E

ra uma tarde comum quando a aposentada Maria*, de 65 anos, recebeu em seu smartphone uma mensagem de Ana, sua filha. "Mãe, preciso de dinheiro, tive um problema", a mensagem dizia. O jeito e o pedido estranharam Maria — não era da natureza de Ana mandar aquele tipo de mensagem. A enfermeira logo desconfiou de um golpe e ligou para Ana, que confirmou que não havia mandado mensagem alguma. No entanto, uma coisa chamou a atenção das duas: o contato de Maria no celular de Ana não estava salvo como "mãe", mas sim como Maria — como os criminosos, sabiam, portanto, que aquela era de fato sua mãe?

Golpes como esse têm sido comuns pelo país. Dados de um laboratório de segurança digital apontaram que, em 2020, mais de 5 milhões de brasileiros sofreram algum tipo de golpe pelo WhatsApp, o aplicativo de mensagens instantâneas mais utilizado no Brasil.

O modus operandi dos criminosos é o mesmo: eles utilizam estratégias sofisticadas para conseguir hackear a conta no WhatsApp da vítima.

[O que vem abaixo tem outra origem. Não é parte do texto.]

PR #49, opened 2025-07-07
File format v4 and big graph lib re-write

### LINKED ISSUE #42: RFC: Introduce merge policies
This is the result from a discussion that I head earlier together with @sebastiankreutzer.

## Background
Recently, we changed our graph semantics so that not only the function name is used to uniquely identify a node, but also the `origin` field. These two fields are combined using a hash function and the resulting value is then used as the node ID. This was done so that the graphlib is able to distinguish between two static C/C++ functions of the same name that are defined in different translation units. Currently, the call graph merge is implemented so that it compares this ID to determine whether two nodes should be merged together.

## Problem
We realized that the current implementation might not be sufficiently flexible for some cases. Specifically, we might want to merge call graph that have been generated differently. For instance, we might want to merge a call graph that was generated by a tool operating on the LLVM IR level into a callgraph generated by CGCollector (i.e., on the source-code level). This would currently not be possible, as the LLVM-IR-level tool cannot reconstruct the same origin information that is available to a source-code-level tool. Overall, we may want to have a way to relax the strict definition of node equality that is currently implemented for some use cases.

## Suggested solution
We propose to introduce "merge policies". The default behavior would not be changed, but this would allow us to define specific semantics that can be enabled by passing a merge policy to the call-graph-merge function. Such a policy would then define a function with a signature akin to this: `CgNodePtr getCorrectMergeTarget(CgNodePtr toBeMerged, const Callgraph& callgraphToMergeInto)`. Assuming we want to merge some call graph B into another call graph A, the merge function would then call `getCorrectMergeTarget` for every node of B. The policy's implementation of this function would then return the correct node from A that the node should be merged into. The default policy (maybe: `StrictMergePolicy`) would reflect the current behavior by return the node from A that matches both the function name and the origin (and create a new node if necessary). Other policies would then implement their own semantics to make the choice and potentially throw an error if no decision can be made.
Further down the road, we could also have a merge policy (maybe: `ELFMergePolicy` or `SimpleMergePolicy`) that is designed to reflect the merge semantics implemented in the linker. Such a policy would then need to rely on new meta data that contains information about the function, e.g., whether a function is marked as `static` or `inline`.

## Possible implementations
We see two ways to implemented this: We could either define an abstract class `MergePolicy`. Different policies would then be implemented in subclasses and the user would specify a chosen policy by passing an object of this type to the `merge` function. This implemententation would probably facilitate the development of a plugin interface to define custom merge policies in the future. Alternatively, this could also be implemented as a template parameter for the `merge` function as outlined in the pseudo code below:
```
template<typename Policy>
void merge(CG other) {
    auto policy = Policy::create(other);
    policy.getCorrectMergeTarget(toBeMerged);
}
```

sebastiankreutzer:
# File format v4 and big graph library re-write

This merge request introduces format v4, alongside a number of changes in the graph lib implementation.
Major parts of this PR are:
- Introduction of format v4 to replace v3, addressing the remaining issues of v4 and providing a more compact JSON representation than all prior format versions.
- Re-design of the graph library for improved performance and API consistency.
- Introduction of merge policies (see #42) to handle different merge semantics.

I'm happy for any and all feedback, including:
- Overall design and potential limitations
- Bikeshedding of function/type names
- How this may be split up into reviewable chunks

**Note:** This patch is complete (including unit and integration tests), with the following notable exceptions:
- `VersionThreeMCG{Reader,Writer}Test` has not been adjusted to account for format changes after review. I will update this once we agree on the final format. I/O is still tested via the v2 tests (they depend on the v4 reader/writer).
- `CGConverter`and `CGMerge2` are functional. All other tools need to be updated. Required changes are fairly easy to apply. 
- There are some left-over debugging messages (mostly commented-out) that I will remove at a later point, please disregard these.

For performance results, skip to the very end.

## Format v4

Format v4 combines ideas from both v2 and v3 to provide a JSON representation that is both compact and readable.
V4 completely replaces v3, as keeping both versions while maintaining a consistent internal representation is not feasible.
The following example shows the same call graph in v2, v4 and v3 (use horitzontal scroll bar to see everyghing):

<table>
<tr>
<td>
Version 2
<td>
Version 4 (with names as identifiers)
</td>
<td>
Version 3 (to be deprecated)
</td>
</tr>
<tr>
<td>
<pre>
{
    "_CG": {
        "foo": {
            "callees": [],
            "callers": [
                "main"
            ],
            "doesOverride": false,
            "hasBody": true,
            "isVirtual": false,
            "meta": {
                "fileProperties": {
                    "origin": "foo.cpp",
                    "systemInclude": false
                },
                "numStatements": 0
            },
            "overriddenBy": [],
            "overrides": []
        },
        "main": {
            "callees": [
                "foo"
            ],
            "callers": [],
            "doesOverride": false,
            "hasBody": true,
            "isVirtual": false,
            "meta": {
                "fileProperties": {
                    "origin": "main.cpp",
                    "systemInclude": false
                },
                "numStatements": 3
            },
            "overriddenBy": [],
            "overrides": []
        }
    },
    "_MetaCG": {
        "generator": {
            "name": "CGCollector",
            "sha": "9350298c64ad5a9aef50494f73caad08c38c1a51",
            "version": "0.7"
        },
        "version": "2.0"
    }
}
</pre>
</td>
<td>
<pre>
{
    "_CG": {
        "foo": {
            "functionName": "foo",
            "origin": "foo.cpp",
            "callees": {},
            "hasBody": true,
            "meta": {
                "fileProperties": {
                    "systemInclude": false
                },
                "numStatements": 0,
                "overrideMD": {
                    "overriddenBy": [],
                    "overrides": []
                }
            }
        },
        "main": {
            "functionName" : "main",
            "origin": "main.cpp",
            "callees": {
                "foo": null
            },
            "hasBody": true,
            "meta": {
                "fileProperties": {
                    "systemInclude": false
                },
                "numStatements": 3
            }
        }
    },
    "_MetaCG": {
        "generator": {
            "name": "CGCollector",
            "sha": "a12c2adc9482ef0062fd27f104ab4dfd679cb91f",
            "version": "0.2"
        },
        "version": "4.0"
    }
}
</pre>
</td>
<td>
<pre>
{
    "_CG": {
        "edges": [
            [
                [
                    13570296075836900426,
                    6503480063870808269
                ],
                null
            ]
        ],
        "nodes": [
            [
                6503480063870808269,
                {
                    "functionName": "foo",
                    "origin": "foo.cpp",
                    "hasBody": true,
                    "meta": {
                        "fileProperties": {
                            "systemInclude": false
                        },
                        "numStatements": 0,
                        "overrideMD": {
                            "overriddenBy": [],
                            "overrides": []
                        }
                    }
                }
            ],
            [
                13570296075836900426,
                {
                    "functionName": "main",
                    "origin": "main.cpp",
                    "hasBody": true,
                    "meta": {
                        "fileProperties": {
                            "systemInclude": false
                        },
                        "numStatements": 3
                    }
                }
            ]
        ]
    },
    "_MetaCG": {
        "generator": {
            "name": "MetaCG",
            "sha": "2ce9326f676cfbc802b3924f66dfd97576058b30",
            "version": "0.7"
        },
        "version": "3.0"
    }
}
</pre>
</td>
</tr>

</table>

Here are the main changes compared to the previous formats:
-  The generator can choose arbitrary string IDs to refer to each node. These IDs have no relevance for the in-memory representation.
- Call edges are stored in the `callees` field within each node, similar to v2. Each edge can carry metdata (by default `null`).
  - Compared to a global edges container like v4, this improves human readability and reduces storage requirements (the callee is implicit).
  - Callers are not explicitly stored like in v2 to reduce redundancy. This simplifies manual editing, as only one field needs to be modified, and consistency is always maintained.
- There is no dedicated debug format. Instead, the user can choose to use (uniquified) function names as identifiers during export.

To conserve space, integer identifiers can be used instead of function names:
<table>
<tr>
<td>
Version 4 (with names as identifiers)
<td>
Version 4 (with integers as identifiers)
</td>
</tr>
<tr>
<td>
<pre>
{
    "_CG": {
        "foo": {
            "functionName": "foo",
            "origin": "foo.cpp",
            "callees": {},
            "hasBody": true,
            "meta": {
                "fileProperties": {
                    "systemInclude": false
                },
                "numStatements": 0,
                "overrideMD": {
                    "overriddenBy": [],
                    "overrides": []
                }
            }
        },
        "main": {
            "functionName" : "main",
            "origin": "main.cpp",
            "callees": {
                "foo": null
            },
            "hasBody": true,
            "meta": {
                "fileProperties": {
                    "systemInclude": false
                },
                "numStatements": 3
            }
        }
    },
    "_MetaCG": {
        "generator": {
            "name": "CGCollector",
            "sha": "a12c2adc9482ef0062fd27f104ab4dfd679cb91f",
            "version": "0.2"
        },
        "version": "4.0"
    }
}
</pre>
</td>
<td>
<pre>
{
    "_CG": {
        "0": {
            "functionName": "foo",
            "origin": "foo.cpp",
            "callees": null,
            "hasBody": true,
            "meta": {
                "fileProperties": {
                    "systemInclude": false
                },
                "numStatements": 0,
                "overrideMD": {
                    "overriddenBy": [],
                    "overrides": []
                }
            }
        },
        "1": {
            "functionName": "main",
            "origin": "main.cpp",
            "callees": {
                "0": null
            },
            "hasBody": true,
            "meta": {
                "fileProperties": {
                    "systemInclude": false
                },
                "numStatements": 3
            }
        }
    },
    "_MetaCG": {
        "generator": {
            "name": "MetaCG",
            "sha": "9350298c64ad5a9aef50494f73caad08c38c1a51",
            "version": "0.7"
        },
        "version": "4.0"
    }
}
</pre>
</td>
</table> 
In this example, the size reduction is only 16%, but for larger call graphs with long functions names this can be very effective.
  
Potential additional features, not yet implemented:
- Add a `debug` metadata field. This field can be used to export the list of callers for easier look up during manual inspection. This metadata would be ignored when reading, and re-generated when writing, if requested.

## Graph library

The graph library was adjusted to handle the new format and to accommodate a wider variety of use-cases (e.g., @pearzt 's Flip project).

### Node identification and lookup
Nodes are identified by an integer ID unique to the containing call graph. 
This ID is generally not equal to the string identifier used in the JSON file, but is instead assigned by the call graph when creating the node.
It is explicitly allowed to create multiple nodes with the same function name and/or origin, enabling a correct representation of functions with internal linkage (e.g., functions declared `static`).

We maintain a hash map to simplify look-up by name. The function `const NodeList& getNodes(const std::string&)` can be used to get a list of functions matching the given name. `CgNode* getFirstNode(const std::string&)` is added as a convenience function to look up a single node, e.g. if we know that only one such node exists.

### Node creation
If there are two or more in-memory call graphs, nodes in these call graphs may have identical IDs. 
To avoid issues with unclear ownership and validity of a node, nodes must therefore always be tied to a specific call graph.
This was implemented by making the `CgNode` constructor private. Nodes can now only be created by calling `Callgraph::insert` or `Callgraph::getOrInsertNode`. 
This also guarantees that there are no nodes with invalid or uninitialized IDs, as the IDs are set in the constructor and are marked `const`. 

### Edges
There are no major changes w.r.t. edge representation. Edges are stored centrally in the call graph, as before. 
Instead of function names/hashes, edges are defined by integer node IDs. There is a convenience function `bool addEdge(const std::string&, const std::string&)` to simplify edge creation by name. 

### I/O
Unlinke in v3, there is no direct mapping between the JSON format and the internal representation. 
This makes the implementation of the reader and writer more involved, but allows us to have full control over the import/export process. This also made it possible to provide more helpful error messages, when there are errors in the input JSON.

To convert between the string identifiers in the format and the internal node IDs, mapping classes have been introduced (`StrToNodeMapping` for the reader, `NodeToStrMapping` for the writer). These are used by the reader/writer to maintain a consistent mapping between the two identifiers and to translate node references (e.g. in the `edge` field).
This mapping data structure is only required during reading/writing and is discarded afterward. 
The only use outside the reader/writer itself is in the creation and export of metadata (see below).

### Merging
The implementation of the call graph merge functionality received a major overhaul. 
In the current upstream version, functions are always merged by name and there is no customization of merge semantics. 
This patch introduces so-called merge policies to enable greater control. 

These are based on the following model:

**Merge model**
When merging graph `A` into graph `B`, the merge transfers all nodes from `A` into `B`.
For each node in `A`, there are two main cases, how this can happen:
1. Node does not match any node in `B`: node can be cloned and inserted as a new node in `B`.
2. Node does match a node in B: There are two possible actions: 
   2.1 Keep existing node in `B`: nothing to be done
   2.2 Replace with node from `A`: keep the existing node in `B` but overwrite with properties from `A`  

Merge policies are introduced to concretize the semantics of this model.
Relevant declarations:
```
struct MergeAction { // abbreviated definition
  NodeId targetNode;
  bool replace;
};

struct MergePolicy {
  virtual std::optional<MergeAction> findMatchingNode(const Callgraph& targetCG, const CgNode& sourceNode) const = 0;
};
```
For each node in the source graph `A`, the policy defines which of the outlined cases applies. The function returns:
- An empty value, if there is no matching node (case `1`)
- An action with `replace=false`, if there is a match and the existing node should be kept (case `2.1`).
- An action with `replace=true`, if there is a match and the existing node should be overwritten (case `2.1`).

The policy is passed to `Callgraph::merge`, which executes the merge accordingly. This returns a `MergeRecorder` object, used to look up the performed actions and to map from node IDs from graph `A` into the merged graph `B`. 

Note that metadata are in charge of defining their own merge semantics for cases `2.1` and `2.2`. More details below.

The current implementation comes with the `MergeByName` policy, which models the behavior of the previously used merge strategy. 
As a follow-up, I suggest we add an `ELFMerge` policy that models the actual linking of object files more closely. To do this, we need a `linkage` metadata with values `external`, `internal` and `weak`, and define the policy based on this linkage type. This will finally allow us to accurately handle merge semantics of `static` and `inline` functions, regardless of using a source or IR level generator. 

### Metadata
There are no fundamental changes to how metadata is registered and instantiated.
However, the changes to the format and the merge semantics required some adjustments.

**I/O**
When creating from JSON, the metadata needs to know how to map from string identifiers to internal node IDs. Therefore, the constructor of each metadata takes an additional `StrToNodeMapping&` parameter. This is only relevant if the metadata references other nodes (like in `OverrideMD`) and can be ignored in the majority of cases.

Similarly, the conversion to JSON requires a `NodeToStrMapping` that is now added as a parameter to `toJson`.

**Mapping**
When cloning a node from graph `A` into graph `B`, any node IDs referenced in the metadata become potentially invalid. 
We added the `applyMapping(const GraphMapping&)` method that lets the metadata correctly update its internal node references.
For the majority of metadata that do not reference other nodes, this method can be left empty.

**Merging**
Previously, what should happen during a merge of two metadata objects was often not clear, as there was no information about the performed action.
Now, the executed `MergeAction` is passed as a parameter to allow the metadata to handle the merge accordingly.
Additionally, we pass a `GraphMapping` to map node references of the metadata object that is merged in. Again, this is only relevant if the metadata itself references other nodes.

Please refer to `OverrideMD.h` as an example for a non-trivial metadata implementation using mappings.

## Performance results

The following is a performance comparison with `devel` (both measured on my laptop).

| Test Name       | `devel` (ms) | This PR (ms) | Speedup (×) |
| --------------- | ------------- | ------------- | ----------- |
| insert edges    | 148           | 109           | **1.36×**   |
| insert nodes    | 25            | 15            | **1.67×**   |
| read V2 format  | 28,547        | 457           | **62.45×**  |
| write V2 format | 754           | 735           | **1.03×**   |
| read V3/4 format  | 211 (V3)      | 233 (V4)      | **0.91×**   |
| write V3/4 format | 492 (V3)      | 417 (V4)      | **1.18×**   |

Closes #42


sebastiankreutzer:
As a further note: I would like to completely get rid of the `MCGManager`, as it doesn't have any real purpose anymore beside a `string` → `Callgraph` lookup.
If there are no objections, I will do this after this PR has gone through.

sebastiankreutzer:
The last commit adds methods to delete nodes and edges

graph/src/Callgraph.cpp
```diff
@@ -73,268 +78,318 @@ void Callgraph::clear() {
...
-  return getEdgeMetaData({func1->getId(), func2->getId()}, metadataName);
-}
-MetaData* Callgraph::getEdgeMetaData(const std::pair<size_t, size_t> id, const std::string& metadataName) const {
-  return edges.at(id).at(metadataName);
-}
-MetaData* Callgraph::getEdgeMetaData(const std::string& func1, const std::string& func2,
-                                     const std::string& metadataName) const {
-  return getEdgeMetaData({nameIdMap.at(func1), nameIdMap.at(func2)}, metadataName);
+MetaData* Callgraph::getEdgeMetaData(std::pair<size_t, size_t> ids, const std::string& metadataName) const {
+  assert(edges.find(ids) != edges.end() && "Edge does not exist");
```
jplehr, line 370: Should this be an actual condition or is it OK to have this just as an assert?

graph/src/io/MCGReader.cpp
```diff
@@ -16,8 +16,8 @@ std::unique_ptr<MetaCGReader> createReader(ReaderSource& src) {
   auto versionStr = src.getFormatVersion();
   if (versionStr == "2" || versionStr == "2.0") {
     return std::make_unique<VersionTwoMetaCGReader>(src);
-  } else if (versionStr == "3" || versionStr == "3.0") {
-    return std::make_unique<VersionThreeMetaCGReader>(src);
+  } else if (versionStr == "4" || versionStr == "4.0") {
```
jplehr, line 19: IMHO we should (here or wherever) print an error here when we find version 3 and tell that it has been removed in favor of version 4.

jplehr (commented):
Some initial drive-by comments.

graph/include/io/VersionFourMCGWriter.h
```diff
@@ -0,0 +1,37 @@
...
+#ifndef METACG_VERSIONFOURMCGWRITER_H
+#define METACG_VERSIONFOURMCGWRITER_H
+
+#include "MCGWriter.h"
+#include "config.h"
+namespace metacg::io {
+
+class VersionFourMCGWriter : public MCGWriter {
+ public:
+  // Fixme: Make the MetaCG versions, not CGCollector versions
```
jplehr, line 16: Is this still valid?

graph/src/Callgraph.cpp
sebastiankreutzer: I can change it to a condition. Makes it harder to use wrongly.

Uma vez dentro da conta, eles se passam pela vítima para pedir dinheiro aos seus amigos e familiares. O golpe é tão bem executado que não é difícil encontrar pessoas que, diferentemente de Maria, não desconfiaram da mensagem e só se deram conta do erro depois de enviar o dinheiro.

Para enganar as vítimas, os cibercriminosos utilizam o que os especialistas chamam de engenharia social, a arte de manipular os usuários para que eles cedem informações pessoais. Aqui, são várias as técnicas utilizadas: desde fingir que a vítima ganhou um prêmio e precisa passar seus dados para receber o valor, até enviar links com os famosos "click baits", para fazer a vítima clicar e baixar um malware que se espalha em segundos pelo seu smartphone ou notebook.

Seja qual for a técnica utilizada, a engenharia social é especialmente perigosa por um motivo: ela explora o erro humano, em vez de erros em softwares e códigos de programação. Diferentemente dos programas de computador, o erro humano é muito mais imprevisível, o que torna difícil a construção de barreiras que possam evitá-lo. Isso somado à crescente dependência humana dos recursos digitais tem trazido uma preocupação à mente dos usuários: como garantir que nossos dados estão realmente seguros?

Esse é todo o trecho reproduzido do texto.